La commission est composée de chercheurs comme le sociologue Laurent Cordonier, la spécialiste du cyberespace Frédérick Douzet, l’historien Jean Garrigues, l’anthropologue Rahaf Harfoush, mais aussi des personnalités comme Rudy Reichstadt (directeur de Conspiracy Watch), la professeure des écoles Rose-Marie Farinella, la journaliste Web Aude Favre ou Rachel Kahn, ancienne athlète de haut niveau devenue juriste, actrice et écrivaine. En février 2020, Emmanuel Macron avait prévenu que la Russie « allait continuer à essayer de déstabiliser » les démocraties occidentales en s’ingérant dans leurs élections et en manipulant les réseaux sociaux. « Face à ces attaques, nous avons extrêmement peu d’anti-corps », avait-il ajouté.

 

Macron nomme un médecin déjà épinglé pour des mensonges à la Commission contre la désinformation
La Commission Bronner, mandatée par Macron pour lutter contre le complotisme et la désinformation, compte dans ses rangs un spécialiste récemment sanctionné par l'Ordre des médecins.
À peine mandatée par Emmanuel Macron, la Commission Bronner fait déjà parler d’elle. Ce nouvel organe, présidé par le sociologue Gérald Bronner, est censé lutter contre le complotisme et la désinformation. Mais il compte dans ses rangs une personnalité controversée.
Aux côtés de l’historien Jean Garrigues ou de l’écrivain Rachel Khan, connu pour sa critique du mouvement décolonial, figure en effet l’urologue du Tout-Paris: Guy Vallancien. Problème: le spécialiste, qui a notamment soigné François Mitterrand, vient tout juste d’être sanctionné par l’Ordre des médecins, rapporte Marianne.
L’urologue a effectivement reçu un blâme pour la rédaction d’un certificat médical "mensonger". Le professeur Guy Vallancien avait produit ce document pour soutenir un patient qui reprochait à son généraliste de ne pas lui avoir prescrit un dosage de PSA (antigène prostatique spécifique), dans le cadre d’un dépistage du cancer de la prostate.L’Ordre des médecins a notamment statué que le rapport du Pr Vallancien contenait "des affirmations caricaturales et des jugements de valeur catégoriques", détaille Le Quotidien du médecin.

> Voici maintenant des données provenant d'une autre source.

PR #950, opened 2024-01-08
ensure near-predicted labels are not flagged as label issue

aditya1503:
## Summary

> 🎯 **Purpose**: Add support for binary classifier where pred probs are close to 0.5

Ignore cases where for a binary classifier, the probability is very close to 0.5 for both classes, and avoid that being flagged as a label issue.

### DIFF
--- a/cleanlab/count.py
+++ b/cleanlab/count.py
@@ -229,6 +229,7 @@ def _num_label_issues_multilabel(
 
 
 def _reduce_issues(pred_probs, labels, num_classes):
+    """Returns a boolean mask denoting correct predictions or predictions within a margin around 0.5 for binary classification, suitable for filtering out indices in 'is_label_issue'."""
     pred = pred_probs.argmax(axis=1)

Guy Vallancien est également connu pour avoir dirigé le Centre du don des corps de l’université Descartes, de 2004 à 2014. Une structure pointée du doigt pour son insalubrité et décrit comme un véritable charnier par les observateurs. Début juillet, le président de l'établissement d'enseignement, Frédéric Dardel, avait d’ailleurs été mis en examen pour "atteinte à l'intégrité d'un cadavre" dans cette affaire.
Une commission décriée
La Commission Bronner, baptisée "Les Lumières à l’ère numérique", auscultera tout particulièrement les réseaux sociaux et Internet. Elle devra formuler des propositions dans les "champs de la prévention et de la judiciarisation des entrepreneurs de haine".
Des missions derrière lesquelles certains voient poindre l’ombre d’une possible censure. Frédérique Douzet, membre de la commission et spécialiste du cyberespace, se défend pourtant de tout manichéisme.
 
"On n’est pas là pour juger des contenus qui doivent être autorisés ou interdits. On ne pense pas en termes de “vrai” et de “faux” mais selon un spectre d’acteurs qui s’étend de ceux qui agissent avec transparence et des méthodes journalistiques jusqu’à d’autres qui utilisent des moyens artificiels d’amplification de message et cherchent à tromper la population", explique-t-elle à Libération.
La commission doit remettre son rapport courant décembre, il sera rendu public et envoyé à tous les candidats à la présidentielle.